THE PROBLEM |
State how many lines below hold the word "across". Give that number and no other text.

ENTRIES SUPPLIED |
Issue #459, opened 2026-09-04
Clarify the meaning of TrackingUID in the docs


fedorov:
Explain how it can be used to track the same finding/lesion over time or across sequences.

CPBridge:
See https://github.com/ImagingDataCommons/highdicom/pull/460

PR #460, opened 2026-09-04
Improve description of tracking (U)ID

CPBridge:
Addresses #459 

The tracking ID is already described in SR and SEG pages of the User Guide, but this PR improves the docstrings in the API reference to make it clearer that tracking IDs are used to track ROIs across imaging studies.

### DIFF
--- a/src/highdicom/seg/content.py
+++ b/src/highdicom/seg/content.py
@@ -77,9 +77,13 @@ class SegmentDescription(Dataset):
             Information useful for identification of the algorithm, such
             as its name or version. Required unless the algorithm type is `MANUAL`
         tracking_uid: Union[str, None], optional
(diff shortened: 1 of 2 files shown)


fedorov:
Maybe it also makes sense to add an example somewhere? "Track segment across multiple studies" is a lot of terms that may not be very familiar. So, for example, we could say "As an example, segmentation of a lesion monitored for progression can be assigned the same TrackingUID, allowing to link and monitor segmentaton-derived tumor volume changes over time. As another example, TrackingUID and link segmentations of the same lesion in different imaging modalities within the same imaging study."

CPBridge:
Thanks @fedorov I adapted your suggestion to improve the user guide page on segmentations

fedorov (approved):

EXERCISE OUTPUT |
3